ROMAIN REVELLAT, cofondateur - Comme toutes les entreprises et tous les Français, happytal a dû faire face à la crise sanitaire et ses conséquences. La première priorité durant la phase aiguë de la crise a été d'assurer la sécurité de nos collaborateurs, notamment en veillant à ce qu'ils disposent d'équipements de protection individuelle. Concomitamment, nous avons dû adapter nos protocoles d'intervention dans les établissements de santé, l'organisation interne de ces derniers ayant été profondément modifiée en raison de la Covid. À titre d'exemple, nos concierges n'avaient plus l'autorisation d'aller à la rencontre des patients.
Dans ce contexte et en dépit des mesures sanitaires associées, nous n'avons jamais cessé de faire le lien entre les patients, leurs proches et les personnels soignants, que ce soit en intervenant différemment au sein des établissements, en proposant de nouveaux services comme « happyhéros » ou en organisant une campagne de dons à destination des hôpitaux.
Vous avez adapté votre offre de services en vous adressant aux personnels des hôpitaux publics mais aussi militaires, ceux de la Croix-Rouge... Pourquoi ?
Effectivement, au plus fort de la crise sanitaire, nous avons reçu une demande de l'AP-HP pour l'accompagner dans la mise en place d'une plateforme à destination des soignants. Nous avons donc élaboré conjointement la plateforme « hoptisoins » pour permettre aux soignants de bénéficier de services gratuits ou à tarifs préférentiels pour l'hébergement, les transports, les courses, dans le but de les aider au quotidien. Ainsi lors du confinement quand l'offre de transports en commun était réduite, les collaborateurs de l'AP-HP ont pu ainsi commander sur la plateforme « hoptisoins » un taxi sans avance de frais pour se rendre sur leur lieu de travail.

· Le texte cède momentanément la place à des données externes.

PR #547, opened 2017-12-28
Added more install-function variations to epm

zzamboni:
Added:

- `epm:is-installed $pkg` to check if a package is already installed
- `epm:install-if-needed @pkgs` to install packages only if they are not
  already installed, be silent otherwise. This function makes it easier
  to install packages directly from the config file, but without
  printing noise if the packages are already there.
- `epm:install-or-upgrade @pkgs` to install packages if they are not
  installed, try to upgrade them otherwise.

### DIFF
--- a/eval/bundled_modules.go
+++ b/eval/bundled_modules.go
@@ -28,9 +28,14 @@ fn -get-url [pkg]{
     put https://$pkg
 }
 
+fn is-installed [pkg]{
+  dest = $-data-dir/lib/$pkg
+  put ?(test -e $dest)
+}
+
 fn -install-one [pkg]{
     dest = $-data-dir/lib/$pkg
-    if ?(test -e $dest) {
+    if (is-installed $pkg) {
         -error 'Package '$pkg' already exists locally.'
         return
     }
@@ -58,7 +63,7 @@ fn installed {
 
 fn -upgrade-one [pkg]{
     dest = $-data-dir/lib/$pkg
-    if (not ?(test -d $dest)) {
+    if (not (is-installed $pkg)) {
         -error 'Package '$pkg' not installed locally.'
         return
     }
@@ -74,6 +79,40 @@ fn upgrade [@pkgs]{
     for pkg $pkgs {
         -upgrade-one $pkg
     }
+}
+
+fn -install-or-upgrade-one [pkg]{
+  if (is-installed $pkg) {
+    -upgrade-one $pkg
+  } else {
+    -install-one $pkg
+  }
+}
+
+fn install-or-upgrade [@pkgs]{
+  if (eq $pkgs []) {
+    -error 'Must specify at least one package.'
+    return
+  }
+  for pkg $pkgs {
+    -install-or-upgrade-one $pkg
+  }
+}
+
+fn -install-if-needed-one [pkg]{
+  if (not (is-installed $pkg)) {
+    -install-one $pkg
+  }
+}
+
+fn install-if-needed [@pkgs]{
+  if (eq $pkgs []) {
+    -error 'Must specify at least one package.'
+    return
+  }
+  for pkg $pkgs {
+    -install-if-needed-one $pkg
+  }
 }
 
 fn -uninstall-one [pkg]{
@@ -123,7 +162,7 @@ fn uninstall [@pkgs]{
 # but different keys can be specified with the options. To disable a
 # binding, specify its key as "".
 # Example:
-#   narrow:bind-trigger-keys &location=Alt-l &lastcmd="" 
+#   narrow:bind-trigger-keys &location=Alt-l &lastcmd=""
 
 # Hooks
 # Each hook variable is an array which must contain lambdas, all of
--- a/eval/epm.elv
+++ b/eval/epm.elv
@@ -25,9 +25,14 @@ fn -get-url [pkg]{
     put https://$pkg
 }
 
+fn is-installed [pkg]{
+  dest = $-data-dir/lib/$pkg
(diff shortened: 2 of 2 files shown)


zzamboni:
@xiaq I'm thinking these should probably be options to `epm:install` instead of separate functions - what do you think?

xiaq:
Hi, thanks for the PR!

The concept of "installed" is a bit complicated now. A package can be

1. Completely absent.

2. Present in the filesystem (the `lib` directory), but not in the database(the `installed` file). This 
arises when the user has some local packages before starting to use `epm`.

3. Present in the database, but not in the filesystem. This arises when the user attempts to remove the package by removing the package without using `epm:uninstall`.

4. Present in both.

State 4 is definitely "installed", and it is a state that the `install` command should bring a package to. The implementation of the `installed` command admits 3 as installed but not 2; the `is-installed` you added admits 2 as installed but not 3.

To deal with the different states, we can

* Rename the `installed` command to `list-all-in-db`;

* Rename the `is-installed` command you are adding to `in-fs`;

* Add an `in-db` command. For completeness there should also be a `list-all-in-fs` command; however, it is a bit tricky to implement for a reason I'll come back to, so let's not worry about this;

The `install` and `upgrade` commands can work as follows:

*   The `install` command should be able to take a package that is in any of state 1, 2 or 3, and bring it into state 4. It is actually simpler than it may sound, it is just

    ```
    if (not (in-fs $pkg)) {
        info "cloning git repo"
        # clone git repo
    }
    if (not (in-db)) {
        info "recording in db"
        # record in db
    }
    ```

    We can add a `&quiet` option to `install` to suppress these messages.

*   In a similar spirit, we can implement `upgrade` simply as "install and update repo"; that is, it can take a package in any of state 1-4 and upgrade it.

zzamboni:
@xiaq thanks for the detailed analysis. Is there a reason to keep the database and not just use the filesystem as the source of truth? I think this would simplify the state checking and allow direct manipulation. The listing of installed modules would be as simple as `cd ~/.elvish/lib; ls -d */*/*`.

xiaq:
Sorry, I intended to explain the problem in my last post but forgot.

The idea of just using the directory as the database is a good one. The problem is that neither Elvish's module system nor `epm` cares about which directory level is the "package level". Let's say that the `lib` directory is level 0, then packages hosted on Github happen to be in level 3; this is because Github repo URLs look like `github.com/$user/$pkg`. If you host a package on your own website, the URL can look like `zzamboni.org/$pkg`, and then your package lives in level 2. It all depends on the setup of the Git server; you can even set up your server to serve a Git repo at the root level of subdomains, and your package URL can be just `$pkg.zzamboni.org`.

Hence, a naive directory-level-based system cannot work if we want to keep the URL <-> directory mapping (which I see as one of the major features of `epm`).

There are other ways to make it work though. One idea is to require packages to have some kind of metadata file. When listing packages, we recurse into the directory tree until we have found a metadata file; this has a drawback, however, if the user has a deeply nested directory tree without metadata files; then we'll be wasting time looking for metadata files in this tree.

One possible way to remedy this would be to create special markers in the parent directories of packages. For instance, when the user first installs `github.com/elves/sample-pkg`, we can create special marker files in `github.com` and `github.com/elves`. Yet another alternative is to create a metadata file only in `github.com`, which contains, possibly among other things, how many more levels you need to go to reach packages (for github.com, it is 2).

xiaq:
Hmm, keeping a metadata file in the `github.com` level makes more sense. It can record not just the package level, but also e.g. the version control system this domain uses (right now `epm` assumes git). Making the level explicit also makes the package metadata file optional. It has the slight drawback that, when configuring your own server, you have to serve packages at a fixed level, but that is good for consistency anyway.

My preferred design now looks like this:

*   Each domain has a domain config file called, say, `epm-domain.cfg`. For github.com, this file is `~/.elvish/lib/github.com/epm-domain.cfg`. It specifies the VCS this domain uses and the level packages are to be found. `epm` is bundled with domain configs for popular code hosting websites like GitHub, and populate the domain config automatically when the user first installs a package hosted there. The user can, of course, create a domain config manually.

    The domain config opens up many possibilities. For instance, when specifying the VCS, we can not only let the user choose from a predefined set (git, hg, ...), but also give the user complete control and specify the command to install and update packages; enabling the use of arbitrary VCS.

* When listing packages, `epm` looks at each directory in `~/.elvish/lib`; if a directory contains a domain config, it retrieves the package level number `$l` (for github.com, 2) and recurses exactly `$l` levels.

zzamboni:
Interesting idea - indeed opens up a lot of possibilities. One idea: make the domain file be in Elvish, e.g. `~/.elvish/lib/github.com/epm-domain.elv`, then we can use familiar syntax in it, and it can be loaded with `use github.com:epm-domain` both by `epm` and by the user, getting parsing for free.

zzamboni:
As I was trying to take a quick stab at this, I realized that you cannot use a variable in the argument to `use`, so my idea of having the domain config be an Elvish file is not very practical. Maybe it's better for it to be JSON, which can be read directly using `from-json`.

zzamboni:
@xiaq I've made an initial implementation of the method you described above, at https://github.com/zzamboni/dot_elvish/blob/master/lib/testing/epm.elv. For now it knows how to handle git, and has a built-in configuration for github.com. Handlers can be extended in the `-method-handler` variable (which specified both install and upgrade), and built-in domains in `-default-domain-config`.

Let me know what you think!

zzamboni:
Closing this PR, will open another one with the new code.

Très rapidement d'autres établissements de santé se sont manifestés, ceux de la Croix Rouge ou du Service de Santé des Armées par exemple, afin de proposer le même type de plateforme à leurs collaborateurs. Nous avons donc développé la plateforme « happyhéros » dans ce sens. La plateforme « happyhéros » est désormais déployée dans près de 400 établissements de soins et adresse plus de 200.000 professionnels de soins. C'est un véritable succès, et un gain de pouvoir d'achat pour les soignants. Nous estimons ce gain à 150 euros par mois, notamment grâce aux réductions consenties par nos partenaires, que ce soit en matière d'assurance habitation ou dans leurs achats du quotidien.